If you want to pursue this approach, I can help, but I would need to see a small sample of the data after the CASESTOVARS step and the list of expected instructor variable names. (jkpeck@gmail.com). (The actual data doesn't matter).

If I am on the wrong track, a sample of the data would help with that, too.

Andy W

Sep 19, 2022; 12:24pm

Re: Identify if column set is less than x and create columns

732 posts

You can create a fake dummy dataset with all of your columns, and then use ADD FILES to add this to your actual data. In the real data these will then be missing.

*******************************************************.
* Making a fake dummy dataset with all of the columns.
* And no rows.
DATA LIST FREE / Term S1 TO S6.
DATASET NAME Dummy.
BEGIN DATA
END DATA.

* Example not full data.
DATA LIST FREE / Term S1 S2 S3.
BEGIN DATA
1 1 2 3
END DATA.
DATASET NAME RealData.
DATASET ACTIVATE RealData

* Union those two datasets together.
* Get rid of the fake row.
ADD FILES FILE=* /FILE = 'Dummy'.
EXECUTE.
*******************************************************.

Andy W
apwheele@gmail.com
http://andrewpwheeler.wordpress.com/

Bruce Weaver

Sep 19, 2022; 1:16pm

Re: Identify if column set is less than x and create columns

Administrator

3512 posts

Great idea, Andy. However, I would suggest adding the RealData to the Dummy dataset so that the variables are in the desired order (in case that is important). ;-)

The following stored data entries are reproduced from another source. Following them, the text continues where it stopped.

PR #133, opened 2026-07-17
fix: prevent pi crash when curator browser fails to open

### LINKED ISSUE #103: openCuratorBrowser catch block crashes pi with ReferenceError: sendCuratorFallbackUpdate is not defined when browser fails to launch

### LINKED ISSUE #116: ReferenceError: sendCuratorFallbackUpdate is not defined in openCuratorBrowser
## Environment
   - pi-web-access version: 0.13.0
   - OS: Linux (running as root)
   - Triggered when: browser fails to open the curator UI (e.g. Chromium refuses to start without --no-sandbox under root)

   ## Description
   `openCuratorBrowser` crashes with `ReferenceError: sendCuratorFallbackUpdate is not defined` when the browser fails to open.

   ## Root cause
   In `index.ts`, `sendCuratorFallbackUpdate` is declared with `const` inside the `try` block (around line 1139), but it is referenced inside the corresponding `catch` block (around line
 1188). `const` is block-scoped, so the `catch` block cannot see it.

   ```ts
   try {
       // ...
       const sendCuratorFallbackUpdate = (message: string) => { /* ... */ };
       // ...
       await openInBrowser(pi, handle.url);
   } catch (err) {
       // ...
       sendCuratorFallbackUpdate("Search curator is running, but the browser did not open automatically.");
       // ^^^ ReferenceError
   }
 ```

 Suggested fix

 Move sendCuratorFallbackUpdate definition above the try block (it only depends on pc, handle, searchesComplete, curateKey, which are all available in the outer scope), or inline the
 pc.onUpdate?.(...) call inside the catch block.

 Impact

 When the curator browser fails to open, pi crashes with an uncaught exception instead of gracefully falling back to a manual-open message.

### LINKED ISSUE #126: Crashses pi with sendCuratorFallbackUpdate is not defined
Failed to open curator UI: /usr/bin/xdg-open: 1032: www-browser: not found
/usr/bin/xdg-open: 1032: links2: not found────────────────────────────────────────────────────────────────────────────────────────────────
/usr/bin/xdg-open: 1032: elinks: not found
/usr/bin/xdg-open: 1032: links: not found                                                               (ollama) qwen3.6-27b-262144:latest
/usr/bin/xdg-open: 1032: lynx: not found
/usr/bin/xdg-open: 1032: w3m: not found
xdg-open: no method available for opening 'http://localhost:37603/?session=c36037bc-3c69-4b26-82dd-137173a201c3'

    at openCuratorBrowser (/home/tonydiep/.pi/agent/npm/node_modules/pi-web-access/index.ts:1188:9)
    at process.processTicksAndRejections (node:internal/process/task_queues:104:5)
t

### LINKED ISSUE #127: web_search crashes pi with `ReferenceError: sendCuratorFallbackUpdate is not defined` in headless / no-browser environments
## Summary
On a headless host (no GUI/text browser installed), the default `web_search` workflow (`summary-review`) tries to open the interactive curator UI via `xdg-open`, which fails. The failure handler then throws `ReferenceError: sendCuratorFallbackUpdate is not defined`, which propagates as an uncaught exception and **terminates the entire pi process**.

## Environment
- `pi-web-access`: 0.13.0
- pi running over the Telegram bridge (no TUI / headless Linux)
- No browser available — `xdg-open` reports `www-browser`, `links2`, `elinks`, `links`, `lynx`, `w3m` all missing

## Error
```
Failed to open curator UI: /usr/bin/xdg-open: 882: www-browser: not found
... (links2, elinks, links, lynx, w3m: not found)
xdg-open: no method available for opening 'http://localhost:PORT/...'

    at openCuratorBrowser (/.../pi-web-access/index.ts:1188:9)
    at process.processTicksAndRejections (node:internal/process/task_queues:103:5)
```

## Root cause
Two distinct issues combine to turn a recoverable "browser didn't open" situation into a process crash.

### 1. Scope bug in `openCuratorBrowser`
`sendCuratorFallbackUpdate` is declared with `const` **inside the `try` block** (~line 1139):
```ts
			const sendCuratorFallbackUpdate = (message: string) => {
				pc.onUpdate?.({ ... });
			};
```
but it is **referenced inside the sibling `catch` block** (line 1188):
```ts
		} catch (err) {
			const message = err instanceof Error ? err.message : String(err);
			console.error(`Failed to open curator UI: ${message}`);
			if (handle && activeCurators.get(callId) === handle && pendingCurates.get(callId) === pc) {
				pc.browserOpenError = message;
				sendCuratorFallbackUpdate("Search curator is running, but the browser did not open automatically."); // ← not in scope
			}
```
A `const` declared in a `try` block is not visible in the sibling `catch` block, so the fallback intended to recover from a failed `openInBrowser` instead throws `ReferenceError`.

### 2. `hasUI` detection treats `undefined` as "has UI"
In `resolveWorkflow` and its call site:
```ts
function resolveWorkflow(input: unknown, hasUI: boolean): WebSearchWorkflow {
	const normalized = typeof input === "string" ? input.trim().toLowerCase() : "";
	if (normalized === "auto-summary") return "auto-summary";
	if (!hasUI) return "none";
	if (normalized === "none") return "none";
	return "summary-review";
}
// call site (line 1273):
const workflow = resolveWorkflow(params.workflow ?? configWorkflow, ctx?.hasUI !== false);
```
`ctx?.hasUI !== false` evaluates to `true` when `ctx.hasUI` is `undefined`, so headless/bridge contexts (where `hasUI` isn't explicitly set to `false`) resolve to `"summary-review"` and attempt to open the curator browser even though no UI is present.

## Reproduction
1. On a host with no GUI/text browser installed, run pi over the Telegram bridge (or any context where `ctx.hasUI` is not explicitly `false`).
2. Invoke the `web_search` tool without an explicit `workflow`.
3. pi attempts to open the curator UI, `xdg-open` fails, and pi exits with the `ReferenceError` above.

## Suggested fix
- **Scope bug**: hoist `sendCuratorFallbackUpdate` to the top of `openCuratorBrowser` (or make the `catch` handler not depend on try-scoped state), so a failed `openInBrowser` is handled gracefully instead of crashing.
- **hasUI detection**: change `ctx?.hasUI !== false` → `ctx?.hasUI === true`, so `undefined` defaults to "no UI" (defensive default for headless/bridge environments).

## Workaround
Set the default workflow to `"none"` (or `"auto-summary"`) in `~/.pi/web-search.json`:
```json
{ "workflow": "none" }
```
This avoids the curator browser path entirely.

Happy to open a PR if this analysis looks right.

apoapostolov:
## Summary

When `openInBrowser` / `xdg-open` fails (headless Linux, missing browser, no display, etc.), `openCuratorBrowser`'s recovery path currently throws a second error and **kills the entire pi process**:

```
    at openCuratorBrowser (index.ts:1188:9)
```

`sendCuratorFallbackUpdate` was declared with `const` **inside the `try` block**, but invoked from the sibling **`catch`**. `const` is block-scoped, so the catch path cannot see it.

This PR hoists the helper to function scope so a failed browser open degrades to the intended fallback message (manual curator URL) instead of an uncaught exception.

Fixes #103  
Fixes #116  
Fixes #126  
Fixes #127  

## Change

```diff
 async function openCuratorBrowser(...) {
   let handle = null;
+  const sendCuratorFallbackUpdate = (message) => {
+    if (!handle) return;
+    pc.onUpdate?.({ /* manual URL fallback */ });
+  };
   try {
-    const sendCuratorFallbackUpdate = (message) => { ... };
     await openInBrowser(pi, handle.url);
   } catch (err) {
     sendCuratorFallbackUpdate("..."); // now in scope
   }
 }
```

## Test plan

- [ ] On a machine where `xdg-open` cannot open a browser (or mock `openInBrowser` to throw), run `web_search` with default `summary-review` workflow
- [ ] Confirm pi **does not exit** with `uncaughtException`
- [ ] Confirm fallback update / manual curator URL is surfaced
- [ ] Confirm normal path still works when a browser is available
- [ ] Optional: temporary `throw new Error("boom")` after `activeCurators.set` still hits catch without `ReferenceError`

## Workaround (until merge)

```json
// ~/.pi/agent/web-search.json  (or ~/.pi/web-search.json)
{ "workflow": "none" }
```

### DIFF
--- a/index.ts
+++ b/index.ts
@@ -964,6 +964,21 @@ export default function (pi: ExtensionAPI) {
 	async function openCuratorBrowser(callId: string, pc: PendingCurate, searchesComplete = true): Promise<void> {
 		if (pendingCurates.get(callId) !== pc) return;
 		let handle: CuratorServerHandle | null = null;
+		// Hoisted out of try so the catch path can call it (const in try is not visible in catch).
+		const sendCuratorFallbackUpdate = (message: string) => {
+			if (!handle) return;
+			pc.onUpdate?.({
+				content: [{ type: "text", text: `${message}\nOpen manually: ${handle.url}` }],
+				details: {
+					phase: "curator-fallback",
+					progress: searchesComplete ? 1 : 0.5,
+					curatorUrl: handle.url,
+					timeoutSeconds: pc.timeoutSeconds,
+					shortcut: curateKey,
+					browserOpenError: pc.browserOpenError,
+				},
+			});
+		};
 		try {
 			pc.phase = "curating";
 
@@ -1135,20 +1150,6 @@ export default function (pi: ExtensionAPI) {
 				}
 			}
 			if (searchesComplete) handle.searchesDone();
-
-			const sendCuratorFallbackUpdate = (message: string) => {
-				pc.onUpdate?.({
-					content: [{ type: "text", text: `${message}\nOpen manually: ${handle.url}` }],
-					details: {
-						phase: "curator-fallback",
-						progress: searchesComplete ? 1 : 0.5,
-						curatorUrl: handle.url,
-						timeoutSeconds: pc.timeoutSeconds,
-						shortcut: curateKey,
-						browserOpenError: pc.browserOpenError,
-					},
-				});
-			};
 
 			pc.onUpdate?.({
 				content: [{ type: "text", text: searchesComplete ? "Waiting for summary approval in browser..." : "Searches streaming to browser..." }],


nicobailon:
Thanks for the fix. The curator fallback scope bug is now fixed on main via #147, with credit for this related PR in the changelog, so I’m closing this as superseded.

PR #139, opened 2026-07-22
Add SERPdive search provider

edendalexis:
## What

Adds [SERPdive](https://serpdive.com) as a search provider next to Tavily — `SERPDIVE_API_KEY` env var or `serpdiveApiKey` config, `provider: "serpdive"`, curator UI button, and a slot in the auto fallback chain right after Tavily.

SERPdive returns extracted, answer-ready page content per result instead of snippets. On a [public 1,000-question benchmark](https://github.com/edendalexis/serpdive-benchmark) it won 60.7% of decided quality duels against Tavily's default (basic) search while returning 20.2% fewer tokens (1,001 vs 1,255 per query on average) at the same speed; the advanced Tavily tier was not tested. Free tier, no card.

Full disclosure: I built SERPdive. If you'd rather not carry another provider, close away — no hard feelings.

## How

`serpdive.ts` mirrors `tavily.ts` structurally. Differences, forced by the API surface (`POST /v1/search` with only `query`, `model`, `answer`, `max_results`):

- `answer: true` maps to the tool's synthesized-answer field (included in the request price)
- `includeContent: true` requests the `moby` model (full readable page content) and maps results into `inlineContent`; default is `mako` (key sentences)
- `recencyFilter` becomes a query hint (the engine reads the query; there is no time-range parameter)
- `domainFilter` is applied client-side on returned result URLs
- `numResults` is capped at the API maximum of 10

## Testing

`npm test`: 72/72 passing, including three new tests (bearer auth + body shape + answer/inlineContent mapping, the 10-result cap, and auto-fallback reaching SERPdive after unavailable earlier providers). CHANGELOG entry added under Unreleased.

### DIFF
--- a/CHANGELOG.md
+++ b/CHANGELOG.md
@@ -5,6 +5,7 @@ All notable changes to this project will be documented in this file.
 ## [Unreleased]
 
 ### Added
+- Added SERPdive search provider with request-time credential sources, a free-tier `krill` default that never spends on install, opt-in `mako`/`moby` retrieval depth, locally applied domain filters, and recency documented as a query hint rather than a guaranteed freshness filter. Thanks Eden d'Alexis (@edendalexis) for #139.
 - Added opt-in ordered search routing through `searchRouting.providers` with explicit transient, quota, and network fallback kinds; named providers remain strict, single-provider config retains precedence, and exhausted routes preserve per-provider diagnostics. Thanks @smithyyang for #77.
 - Added optional self-hosted SearXNG search with SSRF-guarded base URLs, local-first auto selection, result filters, and documented `ssrf.allowRanges` opt-ins. Thanks to Marcos A. Núñez (@marnunez) for PR #107 and Avinash Kanaujiya (@avinashkanaujiya) for issue #105.
 - Added optional self-hosted Firecrawl extraction for `fetch_content`, using `/v2/scrape` by default (or `/v1/scrape` for older images), request-time credential sources, cache-only requests by default, cross-origin redirect credential stripping, and local-first fallback behavior when configured. Thanks Florian Kinder (@fank) for PR #123 and Avinash Kanaujiya (@avinashkanaujiya) for issue #105.
--- a/README.md
+++ b/README.md
@@ -4,7 +4,7 @@
 
 # Pi Web Access
 
-**Web search, content extraction, and video understanding for Pi agent. OpenAI/Codex search, zero-config Exa search, Brave, Parallel, Tavily, self-hosted SearXNG, optional browser-cookie Gemini Web, or bring your own API keys.**
+**Web search, content extraction, and video understanding for Pi agent. OpenAI/Codex search, zero-config Exa search, Brave, Parallel, Tavily, SERPdive, self-hosted SearXNG, optional browser-cookie Gemini Web, or bring your own API keys.**
 
 [![npm version](https://img.shields.io/npm/v/pi-web-access?style=for-the-badge)](https://www.npmjs.com/package/pi-web-access)
 [![License: MIT](https://img.shields.io/badge/License-MIT-yellow.svg?style=for-the-badge)](https://opensource.org/licenses/MIT)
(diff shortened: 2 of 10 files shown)


edendalexis:
Update while this is open: SERPdive now has a free tier, which changes the calculus for this integration.

`model: "krill"` is **free and unlimited under fair use** — no card, no credits to spend, no trial clock. It returns about 700 tokens per search (roughly half what the usual alternatives send), one request at a time, at low priority. The paid models are unchanged.

Why it matters here: the usual objection to adding a search provider is that reviewers and users need a paid key just to try it. That objection is gone — anyone can run this integration end to end for free, including whoever reviews this PR.

Nothing in this PR needs to change for that: the default stays `mako`, and `krill` is opt-in via the existing model parameter. Happy to add a line to the docs here if you'd like the free tier called out explicitly.

nicobailon:
Thanks for putting this together. I reviewed the current head `af18a65443bf3a311f1282fa6809058bcc3ad419` against current main. I’m not going to merge it as-is because it’s now behind a lot of provider/routing/credential changes and there are no completed checks on the exact head.

The integration shape looks plausible, but before this can move forward it needs a rebase onto current main, a full test run, and independent API-contract evidence for SERPdive’s response shape and model behavior (`mako`/`moby`, answer/results shape, max-results behavior, and error/abort cases). The recency behavior also needs to be documented as a query hint rather than a guaranteed freshness filter unless the API supports a real time bound.

If you rebase, please also reconcile the docs with the current provider list and add/refresh the focused tests on the current provider routing surface. We’ll keep credit for your PR if this lands or is reimplemented.

nicobailon:
Thanks for the SERPdive work. I did a current-main provider-policy pass and this is valuable enough to keep investigating rather than close by category: the answer-ready/inline-content angle and the reported fair-use/free model could be useful for people who choose it.

The branch is stale against current main, though, and before this can be considered it needs a rebase/current-main port that uses the shared request-time credential-source path, updates the current provider/schema/curator/docs surfaces, and preserves the existing routing/security behavior. Please also add independently reproducible contract/cost evidence for the selected model: request/response shape for default, mako/moby/krill if applicable, max results, HTTP errors, abort behavior, and whether recency is only a query hint. I do not want to silently ship a paid default if the intended value is the free/fair-use tier.

edendalexis:
Thanks for the detailed review — you were right on every count, including the one that mattered most. Rather than rebase `af18a65`, I ported the work onto current `main`: the branch was 52 commits behind and conflicted on every wiring point, so `serpdive.ts` is rewritten against today's `tavily.ts` shape instead of replayed.

**No paid default.** This was the right thing to block. The old revision sent `moby` for `includeContent` — SERPdive's *most* expensive model. The default is now `krill`, the free fair-use tier, so installing this provider never starts spending on a user's behalf. `mako` and `moby` are opt-in via `serpdiveModel` or `SERPDIVE_MODEL`, and an unrecognised value falls back to `krill` rather than throwing, so a typo in a config file cannot cost money either. `krill` has no answer synthesis, so `SearchResponse.answer` is assembled from the sources the same way `brave.ts` and `searxng.ts` already do for providers that do not synthesize.

**Credentials.** Now on the shared request-time path (`resolveCredential` / `hasCredentialSource`), so `$ENV_VAR` and `!command` sources work as they do everywhere else. The key is also redacted from every error path — the previous revision redacted none of them, which was a real leak on a 4xx body.

**Recency is a query hint.** Confirmed, and documented as such in the README and in the code: SERPdive exposes no time-range parameter, so `recencyFilter` is appended to the question and biases ranking. Results outside the window can still come back. Same story for `domainFilter`: there is no domain parameter, so the filter is applied locally to what came back — it can narrow a page of results, not ask the engine for more from a given domain. Both limits are asserted in the tests rather than left as prose.

**Contract evidence.** `evidence/CONTRACT-EVIDENCE.md` holds sixteen real calls against `api.serpdive.com` with their exact requests and responses: default shape, all three models, `answer` present only when requested, `max_results` across its whole range and beyond it, HTTP errors, and client abort. Page content is truncated for readability with the true length kept alongside; nothing else is edited. `evidence/contract-probe.mjs` regenerates the whole file from any key, so none of it has to be taken on trust:

```
SERPDIVE_API_KEY=… node evidence/contract-probe.mjs
```

Three things it settles that are easy to get wrong:

- `max_results` is a **cap between 1 and 10, never a minimum** — the engine returns what it judges relevant, often fewer. Two runs of `max_results: 50` on the same query returned 8 and then 5.
- Out-of-range **numbers** are clamped silently rather than refused, in both directions: `50` becomes 10, and `0` becomes 1 — one result comes back, so `0` is not a way to say "no cap". A value that is **not a number** (`"abc"`, `null`, absent) drops the cap entirely and the default applies. That asymmetry is captured in the file.
- `answer: true` on `krill` is ignored silently, not rejected: the caller still gets a complete result.

**Tests.** Eight focused tests on the current provider routing surface, covering the free default, the opt-in models, the fallback on an unknown model, the `max_results` cap, recency-as-hint, local domain filtering, key redaction on error, and lazy request-time credential resolution. Full suite: 168 passing.

Wired into provider resolution, the auto fallback chain (after Tavily), both curator surfaces, README, and CHANGELOG.

Happy to split this differently if you would rather review the provider and the evidence separately, or to move `evidence/` somewhere else — or drop it from the tree entirely and paste the transcripts here if you would rather not carry them in the repo.

nicobailon:
Thanks for the SERPdive work. I landed it through #167, preserving your commit and adding the small routing-config fix from review so `provider: "serpdive"` and `searchRouting.providers: ["serpdive"]` both work on current `main`.

The changelog credits Eden d'Alexis (`@edendalexis`) for #139. Closing this PR as superseded by #167.

PR #141, opened 2026-07-24
fix(ssrf): add actionable hint for TUN/fake-IP addresses

### LINKED ISSUE #134: SSRF "Blocked internal address" error never mentions the allowRanges opt-in (#101 follow-up)
#101 added `ssrf.allowRanges` in v0.13.0. The runtime error still never points to it, so anyone on a TUN/fake-IP proxy has to find #101 or read source comments to fix it.

## Current behavior

`ssrf-protection.ts`:

```ts
if (ipVersion === 4 && isBlockedIPv4(normalized)) {
  throw new Error(`Blocked internal address for ${hostname}: ${normalized}`);
}
```

On a TUN/fake-IP proxy (Clash/Mihomo/Surge), public hosts resolve into `198.18.0.0/15`, so `fetch_content` and `web_search` URL fetches fail with, e.g.:

```
Blocked internal address for example.com: 198.18.1.22
```

Nothing in the message hints at `allowRanges`.

## Proposal

When the blocked address is in a range fake-IP proxies produce (`198.18.0.0/15`, RFC 2544), append a hint:

```
Blocked internal address for example.com: 198.18.1.22.
Looks like a TUN/fake-IP proxy range (Clash/Mihomo/Surge). To allow it, add to
~/.pi/web-search.json: "ssrf": { "allowRanges": ["198.18.0.0/15"] }
```

The change sits in `assertPublicAddress` next to the existing throw. Default behavior is unchanged.

More opinionated alternative: auto-allow `198.18.0.0/15` by default. It's a non-routable benchmarking range, so the SSRF risk is nil. Happy to PR either.

BenjaminAaron196:
## Summary

- detect blocked addresses in `198.18.0.0/15`, a range commonly used by TUN/fake-IP proxies
- point affected users to the existing `ssrf.allowRanges` configuration
- preserve the secure default and existing errors for all other private/reserved ranges
- add a regression test for the actionable error message

## Testing

- `npm test` (70 tests passed)

Closes #134

### DIFF
--- a/ssrf-protection.ts
+++ b/ssrf-protection.ts
@@ -108,11 +108,19 @@ function assertPublicAddress(address: string, hostname: string, allowRanges: Par
 	// users exempt synthetic ranges produced by TUN/fake-IP proxies (e.g. 198.18/15).
 	if (isInAllowedRange(normalized, ipVersion, allowRanges)) return;
 	if (ipVersion === 4 && isBlockedIPv4(normalized)) {
-		throw new Error(`Blocked internal address for ${hostname}: ${normalized}`);
+		const hint = isFakeIpProxyAddress(normalized)
+			? '. This address is in 198.18.0.0/15, commonly used by TUN/fake-IP proxies. If that matches your setup, configure ssrf.allowRanges with ["198.18.0.0/15"] in web-search.json.'
+			: "";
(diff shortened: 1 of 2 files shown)


nicobailon:
Thanks for this fix. I landed it in #142 with the changelog credit included, and #134 is now closed by the merge.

ADD FILES FILE='Dummy' /FILE = 'Realdata'.
EXECUTE.

Andy W wrote

You can create a fake dummy dataset with all of your columns, and then use ADD FILES to add this to your actual data. In the real data these will then be missing.

*******************************************************.
* Making a fake dummy dataset with all of the columns.
* And no rows.
DATA LIST FREE / Term S1 TO S6.
DATASET NAME Dummy.
BEGIN DATA
END DATA.

* Example not full data.
DATA LIST FREE / Term S1 S2 S3.
BEGIN DATA
1 1 2 3
END DATA.
DATASET NAME RealData.
DATASET ACTIVATE RealData

* Union those two datasets together.
* Get rid of the fake row.
ADD FILES FILE=* /FILE = 'Dummy'.
EXECUTE.
*******************************************************.
... [show rest of quote]

... [show rest of quote]

--
Bruce Weaver
bweaver@lakeheadu.ca
http://sites.google.com/a/lakeheadu.ca/bweaver/

"When all else fails, RTFM."

PLEASE NOTE THE FOLLOWING:
1. My Hotmail account is not monitored regularly. To send me an e-mail, please use the address shown above.
2. The SPSSX Discussion forum on Nabble is no longer linked to the SPSSX-L listserv administered by UGA (https://listserv.uga.edu/).

Andy W

Sep 19, 2022; 1:29pm

Re: Identify if column set is less than x and create columns

732 posts

Yes that makes sense Bruce. If re-uploading to database hopefully SPSS takes care of that insert order under the hood, but another approach is to use a /KEEP subcommand to explicitly order the variables as well.

Andy W
apwheele@gmail.com
http://andrewpwheeler.wordpress.com/

wsu_wright

Sep 21, 2022; 10:44am

Re: Identify if column set is less than x and create columns

107 posts

Jon, Andy, Bruce,

Thanks for your quick response. The dummy dataset works, I've had two occasions since Monday in which I had less than the 6 columns and the suggested fix returned all 6 columns for the upload. Jon, to your point on python, I'm getting close, I've got most of the programmer on a current version that has python (v28) but still have a small set to go. Thanks again fellows for your help, this list (& the previous spssx list serv) has never failed me yet!

jkpeck

Sep 21, 2022; 2:21pm

Re: Identify if column set is less than x and create columns

87 posts

IIRC, SPSS started including Python (Python 2) in the regular SPSS install back in V21 or 22 but allowed the user to refuse it. The default was to install it. It became a mandatory install somewhat later but still several releases ago. Of course, now it is only Python 3 that is installed as Python 2 has passed its end-of-life data for the Python Software Foundation.